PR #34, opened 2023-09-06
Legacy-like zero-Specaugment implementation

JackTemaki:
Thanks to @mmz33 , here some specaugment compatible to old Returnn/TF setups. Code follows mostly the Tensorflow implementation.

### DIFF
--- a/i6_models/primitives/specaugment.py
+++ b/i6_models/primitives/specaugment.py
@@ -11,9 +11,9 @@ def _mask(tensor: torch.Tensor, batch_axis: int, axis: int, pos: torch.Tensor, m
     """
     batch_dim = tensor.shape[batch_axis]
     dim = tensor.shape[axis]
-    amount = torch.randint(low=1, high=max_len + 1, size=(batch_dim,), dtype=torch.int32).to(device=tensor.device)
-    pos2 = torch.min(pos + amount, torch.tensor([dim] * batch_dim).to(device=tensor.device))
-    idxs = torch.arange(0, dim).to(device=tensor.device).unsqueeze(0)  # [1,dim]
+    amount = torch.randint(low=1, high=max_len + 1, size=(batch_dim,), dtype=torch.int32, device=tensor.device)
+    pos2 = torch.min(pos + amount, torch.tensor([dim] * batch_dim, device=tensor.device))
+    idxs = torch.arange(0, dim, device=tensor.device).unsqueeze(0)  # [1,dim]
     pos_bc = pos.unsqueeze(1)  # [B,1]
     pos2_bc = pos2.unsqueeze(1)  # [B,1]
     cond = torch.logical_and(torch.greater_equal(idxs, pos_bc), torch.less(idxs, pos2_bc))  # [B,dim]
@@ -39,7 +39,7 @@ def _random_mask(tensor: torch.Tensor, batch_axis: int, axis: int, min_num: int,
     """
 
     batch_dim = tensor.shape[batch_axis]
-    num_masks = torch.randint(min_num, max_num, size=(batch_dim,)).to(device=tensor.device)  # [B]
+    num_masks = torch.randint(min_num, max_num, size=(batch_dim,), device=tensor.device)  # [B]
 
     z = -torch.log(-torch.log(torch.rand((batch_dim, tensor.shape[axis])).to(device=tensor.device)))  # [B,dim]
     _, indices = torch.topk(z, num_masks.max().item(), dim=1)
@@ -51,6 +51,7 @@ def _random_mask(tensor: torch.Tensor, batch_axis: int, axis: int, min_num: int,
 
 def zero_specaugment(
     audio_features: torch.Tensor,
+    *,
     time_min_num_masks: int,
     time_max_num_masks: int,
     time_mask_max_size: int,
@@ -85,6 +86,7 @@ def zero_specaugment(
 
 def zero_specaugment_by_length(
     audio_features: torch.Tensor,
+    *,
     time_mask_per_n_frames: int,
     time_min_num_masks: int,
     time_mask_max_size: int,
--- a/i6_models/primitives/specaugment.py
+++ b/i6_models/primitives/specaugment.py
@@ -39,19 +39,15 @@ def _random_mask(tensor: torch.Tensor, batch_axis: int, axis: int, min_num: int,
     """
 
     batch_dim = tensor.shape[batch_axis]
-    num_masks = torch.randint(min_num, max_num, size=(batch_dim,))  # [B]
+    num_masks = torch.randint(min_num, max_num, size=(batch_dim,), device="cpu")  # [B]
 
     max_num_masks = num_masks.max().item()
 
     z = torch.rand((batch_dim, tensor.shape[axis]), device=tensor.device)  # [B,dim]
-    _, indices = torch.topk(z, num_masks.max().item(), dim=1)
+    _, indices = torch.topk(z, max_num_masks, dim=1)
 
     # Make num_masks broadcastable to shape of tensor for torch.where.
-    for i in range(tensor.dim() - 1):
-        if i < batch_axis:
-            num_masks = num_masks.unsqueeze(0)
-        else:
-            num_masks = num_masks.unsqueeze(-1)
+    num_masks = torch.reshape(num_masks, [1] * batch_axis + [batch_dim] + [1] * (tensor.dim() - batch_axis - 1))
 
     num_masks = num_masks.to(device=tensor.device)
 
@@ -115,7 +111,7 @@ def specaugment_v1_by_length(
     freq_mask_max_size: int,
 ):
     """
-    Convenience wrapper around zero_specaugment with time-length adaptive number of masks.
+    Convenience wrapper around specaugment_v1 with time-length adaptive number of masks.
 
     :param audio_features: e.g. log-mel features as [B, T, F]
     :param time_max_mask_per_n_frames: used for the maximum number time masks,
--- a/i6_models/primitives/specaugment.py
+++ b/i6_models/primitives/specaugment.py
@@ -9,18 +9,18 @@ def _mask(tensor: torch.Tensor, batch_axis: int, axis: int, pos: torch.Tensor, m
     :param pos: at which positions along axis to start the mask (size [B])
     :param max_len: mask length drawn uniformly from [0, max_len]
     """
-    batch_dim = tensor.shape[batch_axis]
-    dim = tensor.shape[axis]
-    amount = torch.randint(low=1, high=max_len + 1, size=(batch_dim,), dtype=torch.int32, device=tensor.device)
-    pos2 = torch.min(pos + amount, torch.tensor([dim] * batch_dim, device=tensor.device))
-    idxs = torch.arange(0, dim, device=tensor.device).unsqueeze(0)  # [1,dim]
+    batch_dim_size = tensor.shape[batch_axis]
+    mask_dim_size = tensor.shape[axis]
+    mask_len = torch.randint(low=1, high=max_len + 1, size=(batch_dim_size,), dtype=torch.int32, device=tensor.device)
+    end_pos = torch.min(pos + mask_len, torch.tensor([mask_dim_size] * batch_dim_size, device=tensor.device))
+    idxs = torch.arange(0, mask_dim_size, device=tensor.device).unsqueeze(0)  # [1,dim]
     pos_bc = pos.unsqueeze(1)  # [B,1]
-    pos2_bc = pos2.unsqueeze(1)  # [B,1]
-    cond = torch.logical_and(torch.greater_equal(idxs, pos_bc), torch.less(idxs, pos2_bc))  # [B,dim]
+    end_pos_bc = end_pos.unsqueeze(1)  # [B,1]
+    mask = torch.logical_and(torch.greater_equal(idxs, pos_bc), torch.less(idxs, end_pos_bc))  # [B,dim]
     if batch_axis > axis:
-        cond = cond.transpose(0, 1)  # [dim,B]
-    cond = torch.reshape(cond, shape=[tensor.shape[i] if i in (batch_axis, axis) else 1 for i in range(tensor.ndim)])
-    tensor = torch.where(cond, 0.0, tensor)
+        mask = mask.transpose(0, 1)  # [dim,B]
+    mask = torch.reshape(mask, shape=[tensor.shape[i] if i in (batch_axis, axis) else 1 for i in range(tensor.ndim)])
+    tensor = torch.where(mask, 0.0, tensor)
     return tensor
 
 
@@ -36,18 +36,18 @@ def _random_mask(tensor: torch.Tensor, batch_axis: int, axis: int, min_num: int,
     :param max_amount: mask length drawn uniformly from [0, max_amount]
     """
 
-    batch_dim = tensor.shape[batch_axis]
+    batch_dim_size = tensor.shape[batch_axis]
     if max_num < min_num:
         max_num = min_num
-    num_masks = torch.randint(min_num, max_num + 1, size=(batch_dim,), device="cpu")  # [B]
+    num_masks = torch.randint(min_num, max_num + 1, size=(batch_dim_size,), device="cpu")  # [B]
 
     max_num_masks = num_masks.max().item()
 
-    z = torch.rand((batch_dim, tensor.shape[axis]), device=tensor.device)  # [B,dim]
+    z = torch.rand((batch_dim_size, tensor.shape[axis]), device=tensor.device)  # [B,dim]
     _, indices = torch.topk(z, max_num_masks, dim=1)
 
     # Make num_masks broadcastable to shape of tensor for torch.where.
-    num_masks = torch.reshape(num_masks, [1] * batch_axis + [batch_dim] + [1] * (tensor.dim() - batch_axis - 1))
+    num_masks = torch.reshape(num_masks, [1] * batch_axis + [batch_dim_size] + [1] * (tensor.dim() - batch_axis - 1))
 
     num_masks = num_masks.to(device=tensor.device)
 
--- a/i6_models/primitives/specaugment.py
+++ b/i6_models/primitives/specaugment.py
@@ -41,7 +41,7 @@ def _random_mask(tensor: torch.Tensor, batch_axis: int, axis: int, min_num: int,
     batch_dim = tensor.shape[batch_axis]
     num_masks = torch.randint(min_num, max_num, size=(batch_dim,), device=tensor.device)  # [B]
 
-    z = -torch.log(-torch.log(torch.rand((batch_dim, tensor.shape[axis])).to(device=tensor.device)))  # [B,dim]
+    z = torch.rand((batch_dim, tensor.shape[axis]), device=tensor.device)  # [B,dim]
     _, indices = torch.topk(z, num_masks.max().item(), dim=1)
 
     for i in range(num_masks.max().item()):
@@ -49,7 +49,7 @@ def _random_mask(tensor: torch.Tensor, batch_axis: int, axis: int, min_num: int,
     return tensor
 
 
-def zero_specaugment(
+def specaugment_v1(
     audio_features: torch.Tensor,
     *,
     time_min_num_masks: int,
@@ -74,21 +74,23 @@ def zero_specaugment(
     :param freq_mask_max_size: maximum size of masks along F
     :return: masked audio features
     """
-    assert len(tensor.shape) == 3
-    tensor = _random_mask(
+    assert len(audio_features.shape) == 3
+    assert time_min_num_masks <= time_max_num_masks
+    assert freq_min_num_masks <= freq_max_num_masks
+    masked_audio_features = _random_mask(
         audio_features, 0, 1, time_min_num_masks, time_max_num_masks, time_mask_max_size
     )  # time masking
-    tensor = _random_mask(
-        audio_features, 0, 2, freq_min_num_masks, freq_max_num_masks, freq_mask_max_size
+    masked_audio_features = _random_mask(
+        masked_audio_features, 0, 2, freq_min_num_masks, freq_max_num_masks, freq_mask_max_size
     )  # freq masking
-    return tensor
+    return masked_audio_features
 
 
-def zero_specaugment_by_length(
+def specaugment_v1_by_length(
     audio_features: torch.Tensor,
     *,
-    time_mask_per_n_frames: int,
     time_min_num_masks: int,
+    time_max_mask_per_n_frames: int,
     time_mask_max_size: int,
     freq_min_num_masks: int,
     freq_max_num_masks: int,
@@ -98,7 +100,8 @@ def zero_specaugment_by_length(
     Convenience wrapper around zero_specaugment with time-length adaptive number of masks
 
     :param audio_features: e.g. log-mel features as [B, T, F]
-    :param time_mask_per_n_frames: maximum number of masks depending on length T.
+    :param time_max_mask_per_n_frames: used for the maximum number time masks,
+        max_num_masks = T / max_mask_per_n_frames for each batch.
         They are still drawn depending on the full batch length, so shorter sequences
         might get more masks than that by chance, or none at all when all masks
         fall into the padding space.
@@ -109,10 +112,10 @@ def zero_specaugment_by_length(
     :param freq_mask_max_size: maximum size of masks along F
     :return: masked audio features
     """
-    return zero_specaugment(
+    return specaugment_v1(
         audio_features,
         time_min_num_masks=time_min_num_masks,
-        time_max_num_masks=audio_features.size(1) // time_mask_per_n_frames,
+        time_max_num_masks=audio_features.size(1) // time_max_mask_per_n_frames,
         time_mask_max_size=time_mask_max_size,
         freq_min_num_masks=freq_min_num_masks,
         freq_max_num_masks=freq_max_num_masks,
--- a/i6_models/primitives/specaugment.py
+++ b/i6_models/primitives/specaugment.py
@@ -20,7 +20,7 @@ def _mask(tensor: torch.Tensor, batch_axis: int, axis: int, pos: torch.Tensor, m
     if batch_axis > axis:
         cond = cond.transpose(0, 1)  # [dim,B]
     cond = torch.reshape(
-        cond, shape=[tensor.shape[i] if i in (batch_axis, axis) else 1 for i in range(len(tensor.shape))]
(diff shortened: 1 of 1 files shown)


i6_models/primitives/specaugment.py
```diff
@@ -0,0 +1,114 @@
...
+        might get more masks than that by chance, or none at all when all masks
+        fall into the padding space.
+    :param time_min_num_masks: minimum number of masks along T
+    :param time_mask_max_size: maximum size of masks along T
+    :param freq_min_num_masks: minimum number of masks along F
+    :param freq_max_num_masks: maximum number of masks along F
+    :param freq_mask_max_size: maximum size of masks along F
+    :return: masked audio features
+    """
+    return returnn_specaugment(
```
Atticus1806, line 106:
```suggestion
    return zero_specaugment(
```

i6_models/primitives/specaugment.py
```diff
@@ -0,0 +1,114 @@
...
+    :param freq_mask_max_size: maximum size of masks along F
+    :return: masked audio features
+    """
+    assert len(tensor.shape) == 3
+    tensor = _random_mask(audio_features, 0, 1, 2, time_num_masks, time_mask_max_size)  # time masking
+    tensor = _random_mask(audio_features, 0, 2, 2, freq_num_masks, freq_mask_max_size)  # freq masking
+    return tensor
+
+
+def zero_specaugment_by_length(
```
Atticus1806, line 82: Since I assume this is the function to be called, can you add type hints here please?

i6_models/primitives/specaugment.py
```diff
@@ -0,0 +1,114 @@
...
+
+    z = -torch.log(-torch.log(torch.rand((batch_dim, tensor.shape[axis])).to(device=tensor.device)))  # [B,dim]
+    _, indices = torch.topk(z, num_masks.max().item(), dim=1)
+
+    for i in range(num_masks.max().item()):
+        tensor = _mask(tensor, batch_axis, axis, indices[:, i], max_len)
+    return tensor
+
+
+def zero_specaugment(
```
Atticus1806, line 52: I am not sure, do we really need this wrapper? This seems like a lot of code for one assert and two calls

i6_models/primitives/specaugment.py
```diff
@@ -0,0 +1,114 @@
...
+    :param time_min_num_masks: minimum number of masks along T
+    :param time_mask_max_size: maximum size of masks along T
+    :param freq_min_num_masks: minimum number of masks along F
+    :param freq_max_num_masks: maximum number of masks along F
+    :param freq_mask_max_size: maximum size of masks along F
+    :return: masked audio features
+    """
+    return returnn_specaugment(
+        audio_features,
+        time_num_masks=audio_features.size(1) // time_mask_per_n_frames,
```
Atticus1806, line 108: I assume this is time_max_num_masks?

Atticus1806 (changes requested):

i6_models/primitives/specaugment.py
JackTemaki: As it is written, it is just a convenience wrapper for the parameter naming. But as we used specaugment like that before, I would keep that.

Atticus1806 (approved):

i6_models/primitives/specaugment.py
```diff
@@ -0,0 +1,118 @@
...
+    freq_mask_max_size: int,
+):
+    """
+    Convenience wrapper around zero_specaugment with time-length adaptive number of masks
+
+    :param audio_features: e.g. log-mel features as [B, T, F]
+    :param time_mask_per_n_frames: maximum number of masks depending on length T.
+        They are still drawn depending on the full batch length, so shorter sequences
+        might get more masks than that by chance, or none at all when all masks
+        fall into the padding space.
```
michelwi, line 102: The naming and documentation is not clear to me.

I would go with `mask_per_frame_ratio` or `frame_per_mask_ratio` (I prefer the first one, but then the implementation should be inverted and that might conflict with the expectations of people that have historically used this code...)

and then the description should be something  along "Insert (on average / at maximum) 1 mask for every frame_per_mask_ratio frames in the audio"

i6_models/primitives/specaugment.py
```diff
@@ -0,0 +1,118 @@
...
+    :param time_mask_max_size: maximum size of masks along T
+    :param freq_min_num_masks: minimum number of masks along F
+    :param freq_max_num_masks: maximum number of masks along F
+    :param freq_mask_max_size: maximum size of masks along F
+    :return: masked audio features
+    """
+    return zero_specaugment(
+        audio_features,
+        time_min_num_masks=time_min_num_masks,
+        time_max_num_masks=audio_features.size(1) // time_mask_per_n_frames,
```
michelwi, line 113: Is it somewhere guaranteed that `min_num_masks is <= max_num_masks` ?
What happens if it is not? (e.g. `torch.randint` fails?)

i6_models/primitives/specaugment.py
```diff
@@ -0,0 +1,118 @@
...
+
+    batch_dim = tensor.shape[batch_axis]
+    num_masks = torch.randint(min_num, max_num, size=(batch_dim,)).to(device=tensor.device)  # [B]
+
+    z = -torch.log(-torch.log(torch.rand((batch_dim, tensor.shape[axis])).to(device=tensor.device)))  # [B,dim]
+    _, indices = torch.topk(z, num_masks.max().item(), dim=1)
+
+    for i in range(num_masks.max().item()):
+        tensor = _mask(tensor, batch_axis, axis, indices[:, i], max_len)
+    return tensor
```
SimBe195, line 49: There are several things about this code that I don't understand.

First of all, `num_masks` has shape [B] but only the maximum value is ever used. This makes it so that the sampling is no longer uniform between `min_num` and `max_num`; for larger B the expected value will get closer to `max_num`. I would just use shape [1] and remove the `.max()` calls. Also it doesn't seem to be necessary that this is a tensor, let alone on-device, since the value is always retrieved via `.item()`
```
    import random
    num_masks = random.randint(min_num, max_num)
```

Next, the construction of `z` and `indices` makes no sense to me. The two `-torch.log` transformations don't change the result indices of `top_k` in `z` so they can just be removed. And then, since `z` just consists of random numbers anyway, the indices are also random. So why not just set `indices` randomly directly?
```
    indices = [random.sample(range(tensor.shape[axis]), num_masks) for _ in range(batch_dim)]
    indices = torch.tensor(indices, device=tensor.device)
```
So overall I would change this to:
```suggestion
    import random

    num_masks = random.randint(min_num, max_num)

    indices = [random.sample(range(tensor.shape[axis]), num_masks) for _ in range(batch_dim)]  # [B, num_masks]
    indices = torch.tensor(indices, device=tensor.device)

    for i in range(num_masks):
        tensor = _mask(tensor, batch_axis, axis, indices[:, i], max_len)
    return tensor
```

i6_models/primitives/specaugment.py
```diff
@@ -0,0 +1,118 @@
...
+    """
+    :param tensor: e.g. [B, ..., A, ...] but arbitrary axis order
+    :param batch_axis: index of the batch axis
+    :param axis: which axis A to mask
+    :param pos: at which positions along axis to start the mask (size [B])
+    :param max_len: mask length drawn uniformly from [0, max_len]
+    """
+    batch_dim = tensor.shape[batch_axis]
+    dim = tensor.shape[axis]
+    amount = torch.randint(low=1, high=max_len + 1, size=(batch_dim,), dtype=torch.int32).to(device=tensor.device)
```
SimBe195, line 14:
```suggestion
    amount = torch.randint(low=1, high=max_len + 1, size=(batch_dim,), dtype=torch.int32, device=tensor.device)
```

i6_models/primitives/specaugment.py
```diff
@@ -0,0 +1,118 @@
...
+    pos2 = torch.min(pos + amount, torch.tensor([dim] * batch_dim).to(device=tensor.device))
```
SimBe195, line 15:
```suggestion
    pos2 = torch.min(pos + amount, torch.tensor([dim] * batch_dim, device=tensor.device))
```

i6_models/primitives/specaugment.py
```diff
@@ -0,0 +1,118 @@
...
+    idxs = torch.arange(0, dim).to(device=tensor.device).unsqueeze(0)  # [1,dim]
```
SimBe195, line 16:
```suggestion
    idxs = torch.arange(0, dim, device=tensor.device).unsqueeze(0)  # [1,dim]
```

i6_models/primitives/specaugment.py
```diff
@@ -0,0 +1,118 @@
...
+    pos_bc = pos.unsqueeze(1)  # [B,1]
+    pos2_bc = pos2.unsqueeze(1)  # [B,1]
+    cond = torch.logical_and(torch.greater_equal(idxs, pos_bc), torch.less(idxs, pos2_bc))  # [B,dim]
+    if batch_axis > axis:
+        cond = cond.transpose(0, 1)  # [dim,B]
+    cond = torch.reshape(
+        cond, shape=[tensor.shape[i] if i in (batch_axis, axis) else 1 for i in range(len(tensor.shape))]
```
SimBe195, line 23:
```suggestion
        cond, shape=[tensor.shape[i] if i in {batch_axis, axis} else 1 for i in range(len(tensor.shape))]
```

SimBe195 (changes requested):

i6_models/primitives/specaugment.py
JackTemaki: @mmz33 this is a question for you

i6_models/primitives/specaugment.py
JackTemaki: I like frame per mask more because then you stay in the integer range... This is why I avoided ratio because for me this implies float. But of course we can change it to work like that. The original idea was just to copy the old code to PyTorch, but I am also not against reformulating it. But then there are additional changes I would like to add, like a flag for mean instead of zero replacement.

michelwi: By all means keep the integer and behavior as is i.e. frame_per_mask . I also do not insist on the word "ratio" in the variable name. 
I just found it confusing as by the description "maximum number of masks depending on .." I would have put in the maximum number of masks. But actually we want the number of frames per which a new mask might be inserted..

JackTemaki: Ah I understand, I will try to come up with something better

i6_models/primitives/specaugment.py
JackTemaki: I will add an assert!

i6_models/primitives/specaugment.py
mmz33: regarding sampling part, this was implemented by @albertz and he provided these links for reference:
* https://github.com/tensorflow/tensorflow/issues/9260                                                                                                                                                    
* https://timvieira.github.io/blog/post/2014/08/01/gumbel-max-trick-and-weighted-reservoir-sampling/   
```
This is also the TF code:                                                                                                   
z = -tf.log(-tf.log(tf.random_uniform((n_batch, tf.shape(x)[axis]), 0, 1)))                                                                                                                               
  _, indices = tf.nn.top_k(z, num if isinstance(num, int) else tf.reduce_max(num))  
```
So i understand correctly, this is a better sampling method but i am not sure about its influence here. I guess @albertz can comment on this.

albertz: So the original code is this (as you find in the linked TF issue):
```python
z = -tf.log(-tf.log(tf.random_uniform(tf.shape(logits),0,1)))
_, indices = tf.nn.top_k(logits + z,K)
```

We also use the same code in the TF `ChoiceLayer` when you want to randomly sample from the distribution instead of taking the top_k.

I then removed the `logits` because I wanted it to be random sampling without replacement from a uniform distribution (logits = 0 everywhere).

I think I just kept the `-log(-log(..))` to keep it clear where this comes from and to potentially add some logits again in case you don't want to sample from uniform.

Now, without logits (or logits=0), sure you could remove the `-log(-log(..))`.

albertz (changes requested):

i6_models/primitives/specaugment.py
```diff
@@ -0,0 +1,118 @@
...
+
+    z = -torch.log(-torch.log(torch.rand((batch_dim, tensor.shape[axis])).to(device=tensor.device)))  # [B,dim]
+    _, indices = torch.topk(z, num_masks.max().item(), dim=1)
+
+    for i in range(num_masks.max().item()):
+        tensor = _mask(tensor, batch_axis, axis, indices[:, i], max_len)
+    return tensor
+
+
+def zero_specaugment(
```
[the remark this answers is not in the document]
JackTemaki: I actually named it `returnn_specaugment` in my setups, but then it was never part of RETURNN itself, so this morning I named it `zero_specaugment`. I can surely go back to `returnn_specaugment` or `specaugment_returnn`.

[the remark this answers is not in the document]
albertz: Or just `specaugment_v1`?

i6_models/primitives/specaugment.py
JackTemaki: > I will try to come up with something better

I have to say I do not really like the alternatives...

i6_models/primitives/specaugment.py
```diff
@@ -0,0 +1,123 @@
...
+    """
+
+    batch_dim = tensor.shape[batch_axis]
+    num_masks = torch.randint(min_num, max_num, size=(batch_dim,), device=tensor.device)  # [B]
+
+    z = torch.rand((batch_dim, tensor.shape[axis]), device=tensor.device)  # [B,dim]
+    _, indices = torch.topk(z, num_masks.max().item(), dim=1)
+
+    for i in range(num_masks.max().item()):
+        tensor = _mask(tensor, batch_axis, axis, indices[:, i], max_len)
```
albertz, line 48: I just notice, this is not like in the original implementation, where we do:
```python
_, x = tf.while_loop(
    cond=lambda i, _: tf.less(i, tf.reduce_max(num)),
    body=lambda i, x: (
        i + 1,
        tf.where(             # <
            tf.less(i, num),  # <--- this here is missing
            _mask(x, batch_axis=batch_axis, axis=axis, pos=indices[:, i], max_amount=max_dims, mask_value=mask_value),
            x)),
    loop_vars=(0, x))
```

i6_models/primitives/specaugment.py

※ ※ ※

* **Exercise details**: What is needed is an exact copy of the lines from the start of the listing through the line where "-85,6 +86,7 @@" sits, please, both end lines included and nothing more.

* **Response to the exercise**:
PR #34, opened 2023-09-06
Legacy-like zero-Specaugment implementation

JackTemaki:
Thanks to @mmz33 , here some specaugment compatible to old Returnn/TF setups. Code follows mostly the Tensorflow implementation.

### DIFF
--- a/i6_models/primitives/specaugment.py
+++ b/i6_models/primitives/specaugment.py
@@ -11,9 +11,9 @@ def _mask(tensor: torch.Tensor, batch_axis: int, axis: int, pos: torch.Tensor, m
     """
     batch_dim = tensor.shape[batch_axis]
     dim = tensor.shape[axis]
-    amount = torch.randint(low=1, high=max_len + 1, size=(batch_dim,), dtype=torch.int32).to(device=tensor.device)
-    pos2 = torch.min(pos + amount, torch.tensor([dim] * batch_dim).to(device=tensor.device))
-    idxs = torch.arange(0, dim).to(device=tensor.device).unsqueeze(0)  # [1,dim]
+    amount = torch.randint(low=1, high=max_len + 1, size=(batch_dim,), dtype=torch.int32, device=tensor.device)
+    pos2 = torch.min(pos + amount, torch.tensor([dim] * batch_dim, device=tensor.device))
+    idxs = torch.arange(0, dim, device=tensor.device).unsqueeze(0)  # [1,dim]
     pos_bc = pos.unsqueeze(1)  # [B,1]
     pos2_bc = pos2.unsqueeze(1)  # [B,1]
     cond = torch.logical_and(torch.greater_equal(idxs, pos_bc), torch.less(idxs, pos2_bc))  # [B,dim]
@@ -39,7 +39,7 @@ def _random_mask(tensor: torch.Tensor, batch_axis: int, axis: int, min_num: int,
     """
 
     batch_dim = tensor.shape[batch_axis]
-    num_masks = torch.randint(min_num, max_num, size=(batch_dim,)).to(device=tensor.device)  # [B]
+    num_masks = torch.randint(min_num, max_num, size=(batch_dim,), device=tensor.device)  # [B]
 
     z = -torch.log(-torch.log(torch.rand((batch_dim, tensor.shape[axis])).to(device=tensor.device)))  # [B,dim]
     _, indices = torch.topk(z, num_masks.max().item(), dim=1)
@@ -51,6 +51,7 @@ def _random_mask(tensor: torch.Tensor, batch_axis: int, axis: int, min_num: int,
 
 def zero_specaugment(
     audio_features: torch.Tensor,
+    *,
     time_min_num_masks: int,
     time_max_num_masks: int,
     time_mask_max_size: int,
@@ -85,6 +86,7 @@ def zero_specaugment(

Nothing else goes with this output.